Caracas y Táchira sin Copa Libertadores

Por Gerardo Blanco • @gerardoblanco65 / Ilustración Justo Blanco

La Copa Libertadores de América ha sido tradicionalmente un escenario para que los dos equipos más populares y con títulos en el país, exhiban lo mejor de su talento en el torneo de clubes más antiguo del planeta. Pero el año que viene ni el Caracas Fútbol Club ni su némesis, Deportivo Táchira, competirán en el prestigioso campeonato que reúne a la crema del fútbol suramericano. La razón es simple. Los finalistas de la Liga Futve de 2021, cuyo partido decisivo en el estadio Olímpico de la Universidad Central de Venezuela fue ganado en tanda de penaltis por el cuadro aurinegro, tuvieron una temporada 2022 repleta de altibajos. Ambos equipos quedaron fuera del cuadrangular final del que saldrá el nuevo monarca del fútbol venezolano que tendrá como protagonistas a Zamora, Metropolitanos, Monagas y el sorprendente Carabobo.

La salida de Noel Sanvicente del banquillo del cuadro capitalino, al concluir la temporada pasada, dejó a los rojos sin su figura más emblemática. Más que un entrenador, Sanvicente es un símbolo sobre el que se construyó la etapa más gloriosa de equipo de la Cota 905. Liderazgo, capacidad para influir en los jugadores y exprimir al máximo las cualidades de cada uno de sus dirigidos en función de las necesidades del colectivo son valores que el técnico guayanés ha sabido llevar con éxito a la cancha, como quedó evidenciado nuevamente en el Zamora. Bajo la dirección del otrora mediocampista, el cuadro barinés culminó en el primer puesto de la fase regular de la Liga Futve, mientras que el Caracas languideció en cada jornada y a duras penas logró culminar en el puesto once de la tabla.

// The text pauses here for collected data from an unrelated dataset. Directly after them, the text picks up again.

PR #62, opened 2014-07-19
Alex/github cloner

alexcouper:
- Generate a new key per repo.
- store that key next to the repo.


ployst/github/tasks/clone_repos.py
```diff
@@ -125,21 +105,29 @@ def ensure_clones_for_project(project_id):
     configured_repos = prov_settings['repositories']
```
txels: We should get the repos via the api from the project given.

alexcouper:
This is ready for another review.

ployst/core/urls.py
```diff
@@ -12,7 +12,7 @@
         include('ployst.core.builds.urls', namespace='builds')),
     url(r'^features/',
         include('ployst.core.features.urls', namespace='features')),
-    url(r'^providers',
+    url(r'^providers/',
```
txels: This breaks the angular API call to `"/core/providers"` (and runs into the issue that angular strips off trailing `/`).
This should have made a test fail, but it doesn't because we reverse URLs for testing.

ployst/github/tasks/clone_repos.py
```diff
@@ -122,24 +102,33 @@ def ensure_clones_for_project(project_id):
...
+    oauth_token = client.get_access_token(oauth_user_id, 'github')
 
     gh = github3.login(token=oauth_token)
-    for repo_path in configured_repos:
 
+    for repo in configured_repos:
+        repo_path = repo['path']
         destination = get_destination(repo_path)
-        if not os.path.exists(destination):
+        clone_location = join(destination, 'clone')
```
txels, line 93: Apparently we don't want to use `local_path` in the Repository model any longer, could delete it.

ployst/github/tasks/clone_repos.py
```diff
@@ -122,24 +102,33 @@ def ensure_clones_for_project(project_id):
...
+            clone_repo(repo, private, clone_location)
         # TODO: We need to now ensure that a repo.repository model instance
         # exists for the project in question. (cloned_already could be True
         # but from a different project.)
+
+
+if __name__ == '__main__':
+    # TODO
+    # Need to come up with a way to integration test this, rather than running
+    # it.
```
txels: Hm yes not sure how you test this, I run into various errors.

ployst/core/repos/models.py
```diff
@@ -43,6 +43,10 @@ class Repository(TeamObject):
     class Meta:
         verbose_name_plural = 'repositories'
 
+    @property
+    def path(self):
+        return self.url.split('http://github.com/')[-1]
```
txels: This isn't working for me, my repos have "https://github.com"... also trailing slash which didn't work.

Should we just stop storing the URL and store the path (or GH owner, name -which we already have- as two fields) and construct the URL when needed, with a property?

ployst/github/tasks/clone_repos.py
txels: I managed to run it from the shell, after manually entering some provider settings, copied from your test:

```
{
 "branch_finders": ["^master$", ".*(?i){feature_id}.*"],
 "repositories": ["pretenders/ployst"],
 "oauth_user": ["1"]
}
```

From what I've seen we no longer need repositories in here, they are entries in model `Repository` for the project.

In any case, no need to worry now, these settings will be migrated to be provider data at the project level.

ployst/github/test/__init__.py
```diff
@@ -1,12 +1,65 @@
...
+                "project": 1,
+                "team": "10123",
+                "local_path": DUMMY_REPO
+            },
+        ])
+
+    def get_provider_settings(self, project, provider_name):
+        return {
+            "branch_finders": ["^master$", ".*(?i){feature_id}.*"],
+            "repositories": ['pretenders/ployst'],
```
txels: apparently no longer needed

txels:
Gone through all, seems fine. I left some notes, not blockers.

ployst/github/tasks/clone_repos.py
alexcouper, line 93: Removed

ployst/github/test/__init__.py
alexcouper: Removed.

ployst/core/urls.py
alexcouper: I'm not sure if it has been released yet, but we can get round the angular stripping behaviour using:

https://github.com/angular/angular.js/pull/7064/files#diff-55d7a03dafb915a3531d8b59f34e3416R298

alexcouper: I've made the trailing slash optional for now

ployst/core/repos/models.py
alexcouper: I fixed the path property for now. We could change to constructing url from other fields.

alexcouper: Actually, thinking of going for your approach...

ployst/github/tasks/clone_repos.py
alexcouper: I'm going to add an "integration" folder and create a test in there that will require a backend running. I don't want it to be run from travis though, so i'll have to see what to do about that.

alexcouper:
This is done from my pov

ployst/core/repos/migrations/0004_auto__del_field_repository_url__add_field_repository_owner.py
```diff
@@ -0,0 +1,122 @@
+# -*- coding: utf-8 -*-
```
txels, line 1: Not long ago I learnt about `schemamigration --update`, that updates last migration instead of creating a new one.
How are we going to deal with migrations? Squash them often until we go live-ish?

ployst/github/management/commands/clone_repos.py
```diff
@@ -0,0 +1,88 @@
...
+from ployst.core.repos.models import Repository
+from ployst.github.views import oauth
+from ployst.github.tasks.clone_repos import ensure_clones_for_project
+
+from ployst.github import client
+
+
+class Command(BaseCommand):
+
+    help = """Check that end-to-end we can clone repos for a project
```
txels, line 24: Good solution for now

txels:
All good work. I'll run once locally and merge.

txels:
Kosher

PR #66, opened 2014-11-09
Getting rid of teams, code changes

txels:
I've reorganised some stories in TP according to our discussion of simplifying ployst and removing teams for now. This includes some code changes in JS and backend.

TODO:
- [x] redo the ownership checks/mixins to work with the new structure.
- [x] fix failing python tests
- [x] fix failing JS tests
- [x] write tests for the new projects code (JS in particular) which will in part be a port of the former team tests
- [x] leave the project detail page in some "finished" state (what is there, works - what doesn't work [yet] is not shown) - for now this means user management is very limited in functionality, but it works

Follow-up stories/work once this PR is done will include:
- Restructure the angular code. Break it down differently and into more files.
- Move the github-based repo selection (now in providers) to within projects, as discussed
- Reconsider the basic UI structure. I liked the approach of making good use of horizontal space by putting menus to the sides, but it calls for too much coding effort for custom UI components, so I'll bite the bullet and go for a canned framework. I want to try this: https://material.angularjs.org rather than just default to bootstrap3.


ployst/core/accounts/views.py
```diff
@@ -36,43 +36,22 @@ def retrieve(self, request, *args, **kwargs):
...
-            team=self.object, user=request.user, manager=True
-        )
-        serializer = self.get_serializer(self.object)
-        return Response(serializer.data)
-
     @action()
     def invite_user(self, request, pk=None):
         """
-        Invite a user to your team, from email address.
+        Invite a user to your project, from email address.
```
txels, line 55: Oh and we should also reconsider this, by letting you use GH handle or select users from your organisations. But that is the job for another PR.

txels:
@alexcouper this is now ready for a review and possible merge.
Test coverage may be sub-optimal, let me know if you identify some gap.

If you are happy to merge, before doing that you may consider looking at #68 and chain-merging

PR #67, opened 2014-11-14
Get rid of teams + ng restructure (combi PR)

txels:
This is a superset of https://github.com/pretenders/ployst/pull/66

It includes a major overhaul of the angular project structure, more in line with some best practices (e.g. [Google's](https://docs.google.com/a/gagnavarslan.is/document/d/1XXMvReO8-Awi1EZXAXS4PzDzdNvV6pGcuaF4Q9821Es/edit)). This will make the project more maintainable as it grows. It is only a first step, I haven't split things out like controllers and directives etc.

I've made it a separate PR because this is more unreadable than the other one. Feel free to close #66 if you prefer to merge this one directly.


ployst/ui/static/providers/ployst.providers.js
```diff
@@ -0,0 +1,47 @@
+/**
+ * Ployst data providers management
+ *
+ * Enable and disable providers in ployst, and manage provider-specific
+ * settings.
+ */
+angular.module('ployst.providers', [
```
txels, line 7: We are not using this ATM, but it will become useful when we include things like global provider configuration. We might as well get rid of it for now though.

La dirigencia del Caracas apostó por la renovación del cuerpo técnico y dio las riendas del club a Francesco Stifano, un entrenador con credenciales, pero que no logró conseguir la regularidad de los resultados con los rojos. El engranaje y funcionamiento de relojería suiza que había exhibido con Sanvicente se perdió esta campaña, al punto que el africano Samson Akinyoola, máximo goleador de temporada 2022 con dieciocho tantos, solo convirtió seis en el presente curso. Ni la presencia de Juan Pablo Añor, el mejor volante creativo del país que regresó del extranjero para recuperar su nivel en el Caracas, pudo salvar al equipo de la medianía.

Al Táchira tampoco le fue bien en el torneo local y terminó sexto. Pese a que armó una plantilla de lujo para repetir el título, los aurinegros también perdieron el rumbo bajo la batuta del entrenador español Alexander Pallarés, y en las últimas jornadas recurrieron a la experiencia y sabiduría de Eduardo Saragó, quien tampoco evitó que Táchira quedase marginada del cuadrangular final y de los cupos a la Copa Libertadores.

En 2023 no habrá noches de fiesta y fútbol de gala ante los rivales más encumbrados de Suramérica ni en el estadio Olímpico de la UCV ni en el templo sagrado de Pueblo Nuevo respectivamente, donde con suerte los aficionados solo podrían ver a los dos alicaídos equipos disputando el premio de consolación de la Copa Suramericana. Si es que sacan boletos para este torneo.